In today’s NYT Business Section, in a story on the Jobs page titled “Workplace Gossip? Keep It To Yourself” by Shayla McKnight, I found this bit about an online printing company quite interesting:

When employees are hired here, they’re given a communications assessment, a commercial program that the company uses to pinpoint a person’s dominant communications style. The styles are linked to colors that identify how each employee likes to communicate.

If someone is a “red,” for example, he or she appreciates when others are direct and state the facts quickly. A person who’s a “blue” enjoys having all the details, and time to process them. A “yellow” is spontaneous and likes a personal connection.

I’m a “green.” That means I’m sensitive and like to be approached as courteously as possible; greens tend to be compassionate and supportive.
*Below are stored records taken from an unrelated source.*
PR #1361, opened 2016-10-02
Support of shortcuts "To Lowercase", "To Uppercase" for "Find and Replace" dialogs

SlavaRa:
@Meychi @elsassph @Neverbirth please review this PR and merge if all ok.

### DIFF
--- a/External/Plugins/ProjectManager/Helpers/LineEntryDialog.cs
+++ b/External/Plugins/ProjectManager/Helpers/LineEntryDialog.cs
@@ -167,20 +167,20 @@ namespace ProjectManager.Helpers
 
         void OnLineBoxOnKeyDown(object sender, KeyEventArgs args)
         {
-            string shortcutId = PluginBase.MainForm.GetShortcutItemId(args.KeyData);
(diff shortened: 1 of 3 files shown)


Neverbirth:
Personally I don't see this as something that would really improve UX or productivity, but I left the other guys to decide. What I don't like is the use of var for things like int.

SlavaRa:
Now I have to work with a large number of ported code from c# to haxe. One of the tasks is to rename the constants. I have to translate their names to upper case by hand and it takes a long time, so I decided to add hotkeys.
About var for int, I think that the style should be one for the string and int and so on

Neverbirth:
I don't really get your last sentence.

SlavaRa:
instead of
```csharp
int pos = 1;
var str = "string";
```
just
```csharp
var pos = 1;
var str = "string";
```
I think that the style of writing should not depend on the type of a variable.

Neverbirth:
Oh, well, then I guess we don't agree on it, I don't think type inference is an all or nothing case. Anyway, in this case I would write both int and string.

SlavaRa:
In this case the type is obvious when initializing.
Or we should opt out of the use of "var" for all.

Issue #467, opened 2014-10-25
Refactor->Rename fails when renaming function parameters in some cases


Gama11:
Renaming a parameter to have the same name as another variable currently available in the context can break the code.

Example:

``` haxe
class Test
{
    var v:Int; 

    public function new(w:Int)
    {
        v = w;
    }
}
```

Renaming `w` to `v` leads to:

``` haxe
class Test
{
    var v:Int; 

    public function new(v:Int)
    {
        v = v;
    }
}
```

However, it should be `this.v = v;`

Similarly, if `v` is a `static var`, it should turn into `Test.v = v;`.

SlavaRa:
Fixed

PR #1362, opened 2016-10-03
Fixed fails after renaming when renaming function parameters in some cases. part1 #467

SlavaRa:


SlavaRa:
@elsassph @Neverbirth please review this PR

Neverbirth:
Is it really needed to use FRSearch in this case? cannot we check the local vars of the function and the existing members in the class hierarchy?

SlavaRa:
I got rid of `FRSearch`, I wanted to do PR in the evening)

Neverbirth:
Not a problem at all.

PR #1366, opened 2016-10-07
Setting to define when to clear the output panel.

Neverbirth:
This is useful for many cases. One case:

- I have a Haxe project. I run it and the build starts. Output panel cleared.
- During the build I have some macros that outputs some stuff.
- The build finishes and I have for running the project another process. The output panel is cleared again and I lose the traces from the macros.

Another one:

- I have important stuff in the output panel.
- I run a FD macro. I lose the stuff in the output panel.


Meychi:
If this setting happens to restore to null, will it fallback to OnEveryProcess as with int values to 0?

PR #1373, opened 2016-10-11
Restore bookmarks after file reload 

Shenjoku:
This will restore bookmarks after a file reload so you don't lose your place as easily. This helps to make file reload a less destructive operation.


Shenjoku:
Messed this up...ignore this :)

PR #1374, opened 2016-10-11
Restore bookmarks after file reload

Shenjoku:
This will restore bookmarks after a file reload so you don't lose your place as easily. This helps to make file reload a less destructive operation.


Neverbirth:
This somehow feels hacky to me, but I think @Meychi is the one that knows this part the best.

FlashDevelop/Docking/TabbedDocument.cs
```diff
@@ -468,6 +468,13 @@ public void Reload(Boolean showQuestion)
                 this.SciControl.IsReadOnly = FileHelper.FileIsReadOnly(this.FileName);
                 this.SciControl.SetSel(position, position);
                 this.SciControl.EmptyUndoBuffer();
+
+                List<Int32> bookmarksCopy = this.bookmarks;
```
Shenjoku: You're right. I'm still fairly inexperienced with C# since I mainly use C++ so I thought that worked. I stepped through it again and it turns out that line isn't event needed since OnMarkerChanged() prevents it from adding duplicates to this.bookmarks, which I thought was an issue.

Shenjoku:
@Neverbirth I kinda feel the same way about this change, but I don't see any other possible way to fix it since the Scintilla system automatically clears all the markers when the file reloads. You have to manually re-apply them somehow, unless there's some way to tell it not to clear these particular markers.

Meychi:
I'm not sure about this, bookmarks may be totally off if you reload a file if it has changed a lot.

How do you use this? Manually or for example when SC has changed files?

Neverbirth:
Bookmarks and breakpoints being off because of file changes outside of it is a common problem in IDEs, some of them try to compensate storing also some of the type information in the line, but imho that's a bit extreme and still not bullet proof.

Shenjoku:
I use bookmarks to more easily remember what part of a file I was working on and if a file reload comes along and makes me lose all of those bookmarks it puts a huge dent in my workflow. Even if the file has changed, having those markers nearby the area I was working on would make a huge difference. Most of the time the files have very minor changes so they wouldn't be pushed that far off. I feel like it should be the user's decision to clear everything if they don't want to use them anymore.

wise0704:
I think this makes sense, since technically you're bookmarking lines, not pieces of code, so even if the file had been modified externally, the bookmarks should stay on their lines.

As long as it doesn't throw some exception for the lines being out of range, though. Documentation doesn't say anything on that about SCI_MARKERDELETE.

Neverbirth:
As no better solution or comment came up I'm merging this for now and will add the check for invalid line numbers.

PR #63, opened 2022-10-25
Small dispatch fix for gamma

### LINKED ISSUE #58: Performance degradation for very small arguments for besselj
I have augmented my [gist](https://gist.github.com/jwscook/4712f7120870f32378f00e69781e604a) to compare the speed of besselj in Bessels vs SpecialFunctions. Bessels is overall faster except for some orders for very small arguments.

[BesseljTime.pdf](https://github.com/JuliaMath/Bessels.jl/files/9804121/BesseljTime.pdf)

heltonmc:
~~Unfortunately we are promoting the argument to Float64 before hitting the gamma calls....~~

```julia
# This PR
julia> @benchmark Bessels.besselj(10, x) setup=(x=rand()*0.0000000001)
 Range (min … max):  26.144 ns … 52.565 ns  ┊ GC (min … max): 0.00% … 0.00%
 Time  (median):     27.193 ns              ┊ GC (median):    0.00%
 Time  (mean ± σ):   27.259 ns ±  0.996 ns  ┊ GC (mean ± σ):  0.00% ± 0.00%

                      ▂█▅                                      
  ▂▂▂▂▂▂▂▂▂▁▁▁▁▁▁▁▁▂▂▅███▆▃▄▃▂▁▁▁▁▁▁▁▁▁▁▁▁▁▂▁▁▁▁▁▁▁▁▁▁▁▁▁▁▂▁▂ ▂
  26.1 ns         Histogram: frequency by time          29 ns <

# Master
julia> @benchmark Bessels.besselj(10, x) setup=(x=rand()*0.0000000001)
BenchmarkTools.Trial: 10000 samples with 988 evaluations.
 Range (min … max):  45.090 ns … 98.066 ns  ┊ GC (min … max): 0.00% … 0.00%
 Time  (median):     46.202 ns              ┊ GC (median):    0.00%
 Time  (mean ± σ):   46.266 ns ±  1.262 ns  ┊ GC (mean ± σ):  0.00% ± 0.00%

                    █▂  █▂                                     
  ▂▂▂▂▂▂▂▂▁▁▂▂▂▂▂▂▄███▄███▄▃▃▂▂▂▂▂▂▂▂▂▂▂▂▁▂▁▁▁▁▁▁▁▁▁▁▂▂▂▂▂▂▂▂ ▃
  45.1 ns         Histogram: frequency by time        48.2 ns <

```
~~So this does improve computational time now..... but I'm not for sure we should do much more than this for #58.... hoping our Float32 tests are robust enough to catch if this promotion is even needed.~~

Edit: Just fixed the dispatch calls to actually hit the gamma integer branch and fixed the proper return value at x = 0. This does nothing to improve #58 as that promotion was needed for accuracy.

### DIFF
--- a/src/besselj.jl
+++ b/src/besselj.jl
@@ -348,10 +348,10 @@ In general, this is most accurate for small arguments and when nu > x.
 function besselj_power_series(v, x::T) where T
     MaxIter = 3000
     S = promote_type(T, Float64)
-    v, x = S(v), S(x)
+    x = S(x)
 
     out = zero(S)
-    a = (x/2)^v / gamma(v + one(S))
+    a = (x/2)^v / gamma(v + 1)
     t2 = (x/2)^2
     for i in 0:MaxIter
         out += a
--- a/src/besselj.jl
+++ b/src/besselj.jl
@@ -348,10 +348,10 @@ In general, this is most accurate for small arguments and when nu > x.
 function besselj_power_series(v, x::T) where T
     MaxIter = 3000
     S = promote_type(T, Float64)
-    x = S(x)
+    v, x = S(v), S(x)
 
     out = zero(S)
-    a = (x/2)^v / gamma(v + 1)
+    a = (x/2)^v / gamma(v + one(S))
     t2 = (x/2)^2
     for i in 0:MaxIter
         out += a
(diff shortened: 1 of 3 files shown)


heltonmc:
Ya that is not going to work we need that promotion for single precision. The result for gamma at zero returns NaN instead of Inf for 0 and -Inf for -0.0.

Nameplates on our desks have a color bar to identify our styles, or we can easily find them in a company database. This system lets everyone know how co-workers prefer to be approached, and it goes a long way in promoting harmony. If I don’t know someone’s style, I check before I visit his or her office or send an e-mail message.

I’ve never seen a company that does this, but it’s intriguing.  Do people actually adjust their own style of communication when speaking to someone self-identified as another color?  From this description, I’d have to go with  blue for myself, with a little red mixed in… does that make me a purple?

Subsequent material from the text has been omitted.